Jura Soyfer

8.12.1912 – 16.2.1939
geb. in Charkow, Gouvernement Charkow, Russisches Kaiserreich | Charkiw, Ukraine gest. in KZ Buchenwald, Deutschland

Schriftsteller

Ehrungen

Ehrung Titel Datierung Fakultät
Raumbenennung Jura-Soyfer-Saal 1989 Grund- und Integrativwissenschaftliche Fakultät

Geboren 1912 in Charkow im damaligen Russischen Zarenreich [heute Charkiw, Ukraine], wanderte seine Familie mit ihm 1920/21 nach Wien aus, wo er das Gymnasium Wien 3, Hagenmüllergasse besuchte. Er begann schon als Jugendlicher schriftstellerisch tätig zu sein und schloss sich 1927 dem Verband der sozialdemokratischen Mittelschüler an. Er verfasste für deren Veranstaltungen Gedichte und Protestparolen sowie im Sommer 1929 bereits ein ganzes Kabarettprogramm. 1931 legte er die Reifeprüfung (Matura) ab und begann, an der Universität Wien Germanistik und Geschichte zu studieren.

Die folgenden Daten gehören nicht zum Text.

PR #12578, opened 2022-04-01
Increase the image size

Harry-Hopkinson:
## Description

Increased the State of JS 2021 Image size.

Before:

before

Gleichzeitig war er ab 1932 ständiger Mitarbeiter der „Arbeiter-Zeitung“.

Das reaktionäre, antisemitische und zunehmend offen nationalsozialistische Klima an der Wiener Universität Anfang der 1930er-Jahre wurde für Studenten wie Jura Soyfer nicht nur wissenschaftlich oder literarisch, sondern zunehmend physisch gefährlich. Er war laut Inskriptionsschein („Nationale“)  in der Ukraine geboren mit französischer Muttersprache, österreichischer Staatsbürgerschaft, mosaischer Religion, russischer bzw. deutscher bzw. österreichischer Volkszugehörigkeit – und zusätzlich aufgrund seiner sozialistischen Überzeugung mehrfach marginalisiert und gefährdet. Er gehörte zum Feindbild eines Großteils der Lehrenden, wie auch seiner Mitstudierenden, die vielfach bereits Nationalsozialisten waren oder diesem Gedankengut nahestanden.

Zur Zeit seines Studienbeginns 1931 verprügelten NS-Studenten mit Gummiknüppeln und Totschlägern unter „Deutschland erwache“-Rufen jüdische und sozialistische Studenten (wegen der Aufhebung der Gleispachʼschen Studentenordnung  nach völkisch-rassischen Gesichtspunkten) – unter Duldung bzw. Zustimmung der Universitätsleitung. Jura Soyfer war Mitglied der 1923 gegründeten „Akademischen Legion“, die zum Verband sozialistischer Studenten sowie zum Republikanischen Schutzbund gehörte und sich gegen diese nationalsozialistischen wie auch austrofaschistischen Ausschreitungen wehrte.

Soyfer setzte sich mit den Zuständen an der damaligen Universität Wien und der Stimmung unter den Studierenden durchaus auch satirisch auseinander. Er schrieb darüber u. a. am 30. Oktober 1932 in der „Arbeiter-Zeitung“ das Gedicht „Lied der Justiz“ bzw. dichtete den Text des deutschen Studentenliedes „gaudeamus igitur“ am 26. März 1933 in der illustrierten Wochenzeitschrift „Der Kuckuck“ um, oder verfasste die Bild-Wort-Satire „Alma Mater Rudolphina. Studentenleben 1936“, die er trotz der austrofaschistischen Zensur am 18. Oktober 1936 im „Wiener Tag“ unter einem Pseudonym veröffentlichen konnte: ein fiktiver Brief eines kleinbürgerlichen Erstsemestrigen aus der Provinz an seine Mutter. Es war einer der letzten Texte als Student. Nach dem Wintersemester 1936/37 inskribierte er nicht mehr weiter.

Bereits nach dem Februar 1934 und dem Niedergang der Sozialdemokratie hatte er sich der ebenfalls illegalen kommunistischen Bewegung zugewandt und schrieb gleichzeitig an dem Fragment gebliebenen großen Roman „So starb eine Partei“, über die Vorgeschichte des Bürgerkrieges im Februar 1934 und die Rolle der Sozialdemokratie. Das Studium verlor vor dem politischen Hintergrund zunehmend an Wichtigkeit, Berufschancen waren kaum vorhanden. Darüber hinaus wurde Soyfer am 17. November 1937 von der Wiener Polizei verhaftet und wurde erst am 17. Februar 1938 wieder entlassen.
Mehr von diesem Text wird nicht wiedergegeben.